Jan. 2nd, 2015 10:15 pmThe Dragon's Tales linked to Adam Minter's Bloomberg View article describing how China is starting to outsource as it becomes rich.
In November, Hebei Iron & Steel Co Ltd, a provincial-owned company and China’s largest steelmaker by production, announced that it was moving 5 million tons of its annual production -- roughly 11 percent of the 45 million tons of steel it makes every year -- to South Africa. According to press reports, it won’t be going abroad alone. By 2023, Hebei Province -- China’s most polluted province -- plans to export 20 million tons of steel, 30 million tons of cement and 10 million weight boxes of glass capacity (a weight box equals roughly 50 kilograms) to points still not named.
At first glance, the export of excess industrial capacity wouldn’t appear to make much business sense. As Bloomberg News noted two weeks ago, Hebei Iron & Steel’s South African mill will be “equivalent to two-thirds of that nation’s output last year, and a third of continental Africa’s.” In other words, it's not clear there's much demand in these new locales for the Chinese steel giant's plentiful wares. Why, then, are they doing it?
[. . .] Hebei may simply be at a loss as to how to scale back businesses that they recognize have become massively bloated. Officials in China’s construction-related industries clearly have too much capacity and too little demand. Back in September, I attended a speech in Beijing where a Vice-President of the China Iron & Steel Association announced that Chinese steel production capacity had grown by 200 million tons since the end of 2012, to reach 1.1 billion tons total. Much of that capacity isn’t used -- China is projected to manufacture around 750 million tons of steel this year.
The effect on domestic Chinese steel prices has been devastating. Consider the price in Shanghai for steel reinforcing bar (rebar), a key component to building everything from subways to residential high-rises: it's fallen twenty-nine percent this year. That drop was largely precipitated by China’s economic slowdown (and the slowest growth rate since 1990).
So where is the steel going in the absence of a strong domestic market? During the first 11 months of 2014, China exported 86 million tons of steel (almost equal to total U.S. production in 2013), up 47 percent over the same period in 2013. But the export market is hardly a sustainable bet in the long-term, especially at a time when the United States and other importing countries are erecting anti-dumping duties on Chinese steel.

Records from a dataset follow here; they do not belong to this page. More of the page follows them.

PR #13878, opened 2016-01-28
fix(select): handle corner case of adding options via a custom directive

### LINKED ISSUE #13874: chromeHack method throws TypeError: optionElement[0].hasAttribute is not a function
Hi,

I have a custom directive that replaces with template `<option ng-repeat>` and this ends up throwing an exception in chromeHack on line 28664:

```
TypeError: optionElement[0].hasAttribute is not a function
    at chromeHack (http://ajax.googleapis.com/ajax/libs/angularjs/1.4.9/angular.js:28664:24)
    at self.addOption (http://ajax.googleapis.com/ajax/libs/angularjs/1.4.9/angular.js:28745:5)
    at self.registerOption (http://ajax.googleapis.com/ajax/libs/angularjs/1.4.9/angular.js:28792:12)
    at http://ajax.googleapis.com/ajax/libs/angularjs/1.4.9/angular.js:29133:22
    at invokeLinkFn (http://ajax.googleapis.com/ajax/libs/angularjs/1.4.9/angular.js:9039:9)
    at nodeLinkFn (http://ajax.googleapis.com/ajax/libs/angularjs/1.4.9/angular.js:8533:11)
    at compositeLinkFn (http://ajax.googleapis.com/ajax/libs/angularjs/1.4.9/angular.js:7929:13)
    at nodeLinkFn (http://ajax.googleapis.com/ajax/libs/angularjs/1.4.9/angular.js:8528:24)
    at compositeLinkFn (http://ajax.googleapis.com/ajax/libs/angularjs/1.4.9/angular.js:7929:13)
    at nodeLinkFn (http://ajax.googleapis.com/ajax/libs/angularjs/1.4.9/angular.js:8528:24) <!-- ngRepeat: item in data -->
```

**Reproducable**: always
**Angular Version(s)**: 1.4.8, 1.4.9
**Browsers and Operating System**:  Chrome Version 47.0.2526.111 m, Windows 10 64-bit
**Reproduce the Error**: http://plnkr.co/edit/UejSXqwfq320wtzN7HWG

gkalpak:
Under specific circumstances (e.g. adding options via a directive with `replace: true` and a structural directive in its template), an error occurred when trying to call `hasAttribute()` on a comment node (which doesn't support that method).
This commit fixes it by first checking if `hasAttribute()` is available.

Fixes #13874

### DIFF
--- a/src/ng/directive/select.js
+++ b/src/ng/directive/select.js
@@ -81,7 +81,7 @@ var SelectController =
   // Tell the select control that an option, with the given value, has been added
   self.addOption = function(value, element) {
     // Skip comment nodes, as they only pollute the `optionsMap`
-    if (element.prop('nodeType') === NODE_TYPE_COMMENT) return;
+    if (element[0].nodeType === NODE_TYPE_COMMENT) return;
 
     assertNotHasOwnProperty(value, '"option value"');
     if (value === '') {
--- a/src/ng/directive/select.js
+++ b/src/ng/directive/select.js
@@ -6,9 +6,8 @@ function chromeHack(optionElement) {
   // Workaround for https://code.google.com/p/chromium/issues/detail?id=381459
   // Adding an <option selected="selected"> element to a <select required="required"> should
   // automatically select the new element
-  var optionNode = optionElement[0];
-  if (optionNode.hasAttribute && optionNode.hasAttribute('selected')) {
-    optionNode.selected = true;
+  if (optionElement[0].hasAttribute('selected')) {
+    optionElement[0].selected = true;
   }
 }
 
@@ -81,6 +80,9 @@ var SelectController =
 
   // Tell the select control that an option, with the given value, has been added
   self.addOption = function(value, element) {
+    // Skip comment nodes, as they only pollute the `optionsMap`
+    if (element.prop('nodeType') === NODE_TYPE_COMMENT) return;
+
     assertNotHasOwnProperty(value, '"option value"');
     if (value === '') {
       self.emptyOption = element;
@@ -453,7 +455,6 @@ var optionDirective = ['$interpolate', function($interpolate) {
     restrict: 'E',
     priority: 100,
     compile: function(element, attr) {
-
       if (isDefined(attr.value)) {
         // If the value attribute is defined, check if it contains an interpolation
         var interpolateValueFn = $interpolate(attr.value, true);
@@ -467,7 +468,6 @@ var optionDirective = ['$interpolate', function($interpolate) {
       }
 
       return function(scope, element, attr) {
-
         // This is an optimization over using ^^ since we don't want to have to search
         // all the way to the root of the DOM for every single option element
         var selectCtrlName = '$selectController',
--- a/src/ng/directive/select.js
+++ b/src/ng/directive/select.js
@@ -6,8 +6,9 @@ function chromeHack(optionElement) {
   // Workaround for https://code.google.com/p/chromium/issues/detail?id=381459
   // Adding an <option selected="selected"> element to a <select required="required"> should
   // automatically select the new element
-  if (optionElement[0].hasAttribute('selected')) {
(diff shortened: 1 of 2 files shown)


test/ng/directive/selectSpec.js
```diff
@@ -44,6 +44,17 @@ describe('select', function() {
         }
       };
     });
+
+    $compileProvider.directive('myOptions', function() {
+      return {
+        scope: {myOptions: '='},
+        replace: true,
+        template:
+            '<option value="{{ ::option.value }}" ng-repeat="option in ::myOptions">' +
```
Narretz: Is there a reasonw why this uses one-time binding?

test/ng/directive/selectSpec.js
```diff
@@ -611,6 +622,24 @@ describe('select', function() {
...
+    it('should not break when adding options via a directive with `replace: true` '
+        + 'and a structural directive in its template',
+      function() {
+        scope.options = [
+          {value: '1', label: 'Option 1'},
+          {value: '2', label: 'Option 2'},
+          {value: '3', label: 'Option 3'}
+        ];
+
+        expect(function() {
```
Narretz: I would prefer that we check the validity of the select itself: `expect(element).toEqualSelect([unknownValue()], '1', '2', '3');`

src/ng/directive/select.js
```diff
@@ -6,8 +6,9 @@ function chromeHack(optionElement) {
   // Workaround for https://code.google.com/p/chromium/issues/detail?id=381459
   // Adding an <option selected="selected"> element to a <select required="required"> should
   // automatically select the new element
-  if (optionElement[0].hasAttribute('selected')) {
-    optionElement[0].selected = true;
+  var optionNode = optionElement[0];
+  if (optionNode.hasAttribute && optionNode.hasAttribute('selected')) {
```
Narretz: Can we instead filter comment nodes in the addOption function? They pollute the optionsMap. Doesn't really do anything, but it's cleaner.

test/ng/directive/selectSpec.js
gkalpak: No particular reason - force of habbit :)

test/ng/directive/selectSpec.js
gkalpak: Will change it.

src/ng/directive/select.js
gkalpak: Done

gkalpak:
@Narretz, I made the suggested changes. PTAL

src/ng/directive/select.js
```diff
@@ -80,6 +80,9 @@ var SelectController =
 
   // Tell the select control that an option, with the given value, has been added
   self.addOption = function(value, element) {
+    // Skip comment nodes, as they only pollute the `optionsMap`
+    if (element.prop('nodeType') === NODE_TYPE_COMMENT) return;
```
Narretz: element[0].nodeType?

Narretz:
small suggestion, otherwise LGTM

src/ng/directive/select.js
gkalpak: That was my first "reaction", but then I thought: "What if `element[0]` is undefined ?"
So, instead of `element[0] && element[0].nodeType`, I went for `element.prop(...)` (I'm not even sure if the element passed to the linking function can be empty...)

gkalpak: I guess it can't. Fixed

Narretz: AddOption is a private Api so we guarantee that element will always be jq
wrapped. I'm a bit worried about the overhead of calling prop on every
option.
Am 29.01.2016 13:28 schrieb "Georgios Kalpakas" <notifications@github.com>:

gkalpak:
Backported to `v1.4.x` as df6e731.

Thx for the review, @Narretz.

PR #13886, opened 2016-01-29
fix(input): re-validate when partially editing date-family inputs

### LINKED ISSUE #12207: Changing only part of date (input) does not change form's pristine state (Chrome)

jbedard:
This checks for changes to the badInput/typeMismatch validity flags on keydown/wheel/mousedown events to try to mark date-like inputs as $dirty when they have been partially entered but are still incomplete/invalid.

This has a couple advantages/disadvantages compared to #12902 explained at https://github.com/angular/angular.js/pull/12902#issuecomment-174226116.

Fixes #12207

### DIFF
--- a/src/ng/directive/input.js
+++ b/src/ng/directive/input.js
@@ -32,6 +32,12 @@ var WEEK_REGEXP = /^(\d{4})-W(\d\d)$/;
 var MONTH_REGEXP = /^(\d{4})-(\d\d)$/;
 var TIME_REGEXP = /^(\d\d):(\d\d)(?::(\d\d)(\.\d{1,3})?)?$/;
 
+var PARTIAL_VALIDATION_EVENTS = 'keydown wheel mousedown';
+var PARTIAL_VALIDATION_TYPES = createMap();
+forEach('date,datetime-local,month,time,week'.split(','), function(type) {
+  PARTIAL_VALIDATION_TYPES[type] = true;
+});
+
 var inputType = {
 
   /**
@@ -1118,6 +1124,8 @@ function baseInputType(scope, element, attr, ctrl, $sniffer, $browser) {
     });
   }
 
+  var timeout;
+
   var listener = function(ev) {
     if (timeout) {
       $browser.defer.cancel(timeout);
@@ -1147,8 +1155,6 @@ function baseInputType(scope, element, attr, ctrl, $sniffer, $browser) {
   if ($sniffer.hasEvent('input')) {
     element.on('input', listener);
   } else {
-    var timeout;
-
     var deferListener = function(ev, input, origValue) {
       if (!timeout) {
         timeout = $browser.defer(function() {
@@ -1179,6 +1185,26 @@ function baseInputType(scope, element, attr, ctrl, $sniffer, $browser) {
   // if user paste into input using mouse on older browser
   // or form autocomplete on newer browser, we need "change" event to catch it
   element.on('change', listener);
+
+  // Some native input types (date-family) have the ability to change validity without
+  // firing any input/change events.
+  // For these event types, when native validators are present and the browser supports the type,
+  // check for validity changes on various DOM events.
+  if (PARTIAL_VALIDATION_TYPES[type] && ctrl.$$hasNativeValidators && type === attr.type) {
+    element.on(PARTIAL_VALIDATION_EVENTS, function(ev) {
+      if (!timeout) {
+        var validity = this[VALIDITY_STATE_PROPERTY];
+        var origBadInput = validity.badInput;
+        var origTypeMismatch = validity.typeMismatch;
+        timeout = $browser.defer(function() {
+          timeout = null;
+          if (validity.badInput !== origBadInput || validity.typeMismatch !== origTypeMismatch) {
+            listener(ev);
+          }
+        });
+      }
+    });
+  }
 
   ctrl.$render = function() {
     // Workaround for Firefox validation #12102.
--- a/test/ng/directive/inputSpec.js
+++ b/test/ng/directive/inputSpec.js
@@ -1943,6 +1943,83 @@ describe('input', function() {
     });
   });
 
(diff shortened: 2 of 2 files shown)


src/ng/directive/input.js
```diff
@@ -1180,6 +1186,26 @@ function baseInputType(scope, element, attr, ctrl, $sniffer, $browser) {
...
+  // firing any input/change events.
+  // For these event types, when native validators are present and the browser supports the type,
+  // check for validity changes on various DOM events.
+  if (PARTIAL_VALIDATION_TYPES[type] && ctrl.$$hasNativeValidators && type === attr.type) {
+    element.on(PARTIAL_VALIDATION_EVENTS, function(ev) {
+      if (!timeout) {
+        var validity = this[VALIDITY_STATE_PROPERTY] || {};
+        var origBadInput = validity.badInput;
+        var origTypeMismatch = validity.typeMismatch;
+        timeout = $browser.defer(function() {
```
Narretz: What's the timeout for?

Narretz:
Definitely simpler.
But I don't particularly like that we move validation logic into the inout. Makes it more compley than it already is.
The $dirty problem could also be solved by calling $setDirty in the new event listener, though.

src/ng/directive/input.js
jbedard: When a `keydown` event fires the input has not yet changed. This might not be necessary for the other `PARTIAL_VALIDATION_EVENTS` though. The other option is using `keyup` but then changes won't be detected if the key is held for a while. Basically the same logic used for the no-input-event case (IE).

jbedard:
That is a good point... but I think this is still more change detection then validation logic, it just happens to detect those changes using the `validity` state.

jbedard:
The tests are currently failing on all the non-chrome browsers. Anyone have an opinion for how to fix that? Just put a giant `if (chrome)` around them all? :|

test/ng/directive/inputSpec.js
```diff
@@ -1918,6 +1918,83 @@ describe('input', function() {
     });
   });
 
+  ['month', 'week', 'time', 'date', 'datetime-local'].forEach(function(inputType) {
+    if (jqLite('<input type="' + inputType + '">').attr('type') !== inputType) {
```
gkalpak: This fails to detect the supporting browsers. You should use `.prop()` instead.
The `type` attribute will always have the requested type, but the `type` property will be set to `test` if the browser doesn't support the type.

gkalpak:
@jbedard, they are expected to fail on browsers that don't support the input type, but the code fails to properly detect support. See https://github.com/angular/angular.js/pull/13886/files#r51847302.

gkalpak:
BTW, at the moment only Chrome, Opera and Edge support date inputs.

src/ng/directive/input.js
```diff
@@ -1180,6 +1186,26 @@ function baseInputType(scope, element, attr, ctrl, $sniffer, $browser) {
   // or form autocomplete on newer browser, we need "change" event to catch it
   element.on('change', listener);
 
+  // Some native input types (date-family) have the ability to change validity without
+  // firing any input/change events.
+  // For these event types, when native validators are present and the browser supports the type,
+  // check for validity changes on various DOM events.
+  if (PARTIAL_VALIDATION_TYPES[type] && ctrl.$$hasNativeValidators && type === attr.type) {
+    element.on(PARTIAL_VALIDATION_EVENTS, function(ev) {
+      if (!timeout) {
```
gkalpak: The fact that we are reusing the same timeout with the `else` brach above, is not good I think.
Since the callbacks are conditionally calling `listener`, there might be a timeout registered, so we don't register another one, but that other timeout's callback may end up not calling `listener` (while our callback would).

jbedard: I've had that concern as well for a while now with `keydown` vs `cut`/`paste` events in the IE case (no `input` event).

But in this case, with current browser date-like input support, I don't think there will be any issues. I don't think there is any browser that will *not* have the `input` event but *will* have native date-like inputs.

I do think this should change at some point though, even if just for the IE case...

gkalpak: True. Having separate timeouts would still be "cleaner", but even the shared timeout isn't indeed expected to create any issues.

src/ng/directive/input.js
```diff
@@ -1180,6 +1186,26 @@ function baseInputType(scope, element, attr, ctrl, $sniffer, $browser) {
...
+        var validity = this[VALIDITY_STATE_PROPERTY] || {};
```
gkalpak: Since we have checked that `$$hasNativeValidators` is true, is the `|| {}` part necessary ?

gkalpak:
A couple of minor comments (that could be ignored as well) :smiley:
LGTM otherwise :+1:

src/ng/directive/input.js
jbedard: I copied this from `badInputChecker`. I assume it's not needed there either. Should I remove both?

gkalpak: In `badInputChecker`, we check `element[0].validity` and then call `element.prop(VALIDITY_STATE_PROPERTY)` asynchronousy. I am not sure if it is possible for the node inside `element` to be replaced (e.g. by another directive). If not, then I guess we could change that too.

It's slightly different here, since the listener is attached to the underlying DOM node, so it's guarranteed not to change.

jbedard: Good points. I've dropped the `|| {}`...

gkalpak:
Backported to `v1.5.x` (e383804) and `v1.4.x` (02929f8).

PR #13887, opened 2016-01-29
fix(dateFilter, input): fix Date parsing in IE/Edge when timezone offset contains `:`

### LINKED ISSUE #13880: Angular date filter in IE
Hi,

I have an issue with date filter and timezone in IE 11.

I created a plunker. 
http://plnkr.co/FzVbYl

The filter is not formatting the date-time based on the timezone.

Example, if you change your system time and run the plunker, the time is the local time of browser. Which is incorrect.

This works btw in chrome, safari and firefox.

gkalpak:
When `Date.parse`-ing a date string, IE and Edge don't recognize the timezone offset in the format `+HH:mm` (but only without the `:`). According to [the spec](http://www.ecma-international.org/ecma-262/5.1/#sec-15.9.1.15), the timezone offset should contain `:`. The [ISO 8601 Standard](https://en.wikipedia.org/wiki/ISO_8601#Time_offsets_from_UTC) allows both forms (with and without `:`).
Although the `Date` implementation in JavaScript does not 100% follow the ISO 8601 Standard (it's just _based on it_), all other browsers seem to recognize both forms as well.

Fixes #13880

### DIFF
--- a/src/Angular.js
+++ b/src/Angular.js
@@ -1215,7 +1215,10 @@ function fromJson(json) {
 }
 
 
+var ALL_COLONS = /:/g;
 function timezoneToOffset(timezone, fallback) {
+  // IE/Edge do not "understand" colon (`:`) in timezone
+  timezone = timezone.replace(ALL_COLONS, '');
   var requestedTimezoneOffset = Date.parse('Jan 01, 1970 00:00:00 ' + timezone) / 60000;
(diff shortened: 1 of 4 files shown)


Narretz:
LGTM

gkalpak:
Backported to `v1.4.x` as 571afd6.

PR #13888, opened 2016-01-29
chore(travis): update Chrome to 47, FF to 43, and add Safari 9

Narretz:


scripts/travis/before_build.sh
```diff
@@ -11,8 +11,11 @@ fi
 
 npm install -g grunt-cli
 
-if [ $JOB != "ci-checks" ]; then
-  grunt package
+if [ $JOB != "ci-checks"]; then
+  if [ $JOB != "unit" ]; then
+    # unit tests test against unminified code
```
gkalpak: What is the reason for this change ?

Narretz: I'm just trying some optimizations. Unit tests don't need package, and that shaves off a good minute of the unit tests. Not terribly important since e2e tests take longer anyway, but nice to have if you just want to know the unit tests pass.

gkalpak: Ideally, we should test against both unminified and minified files :)

PR #13890, opened 2016-01-29
doc Fix typo component.ngdoc

DrDanRyan:
The wrong field name was being passed into the `$ctrl.update` call in `heroDetail.html` resulting in the wrong behavior (`name` was being updated instead of `location`)


DrDanRyan:
I signed it!

PR #13901, opened 2016-01-30
docs($http): reword of XSRF attack overview

vucalur:
Previous version emphasised "gaining user's private data".
While this perfectly describes JSON vulnerability (which is based on XSRF),
data theft suits XSS more.
Pure XSRF is more about performing requests that have side effects.


gkalpak:
I reworded it a bit and merged. Thx !
Backported to `v1.4.x` as 8dc4c75.

PR #13903, opened 2016-01-30
docs(angular.isBoolean): describe your change...

cynthia-wi:
As an Angular developer, I would like to see angular.isBoolean in the documentation since it is one of the five primitive data types.


Narretz:
We've decided that we are not gonna expose this function via documentation. While it's a very small change, we don't want to give the impression that we are going to expose more angular helper functions.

For a company looking for growth over the long-term, and significant capital to invest, that really only leaves one choice: go global. In fact, the Chinese government has had a “go global” policy since the 1990s, whereby companies are encouraged to set up subsidiaries abroad, for the purpose of extracting raw materials and energy and -- to a lesser extent -- manufacture. But unlike in the past, when going global had served as a nice long-term goal, today's “going global” strategy has taken on urgency.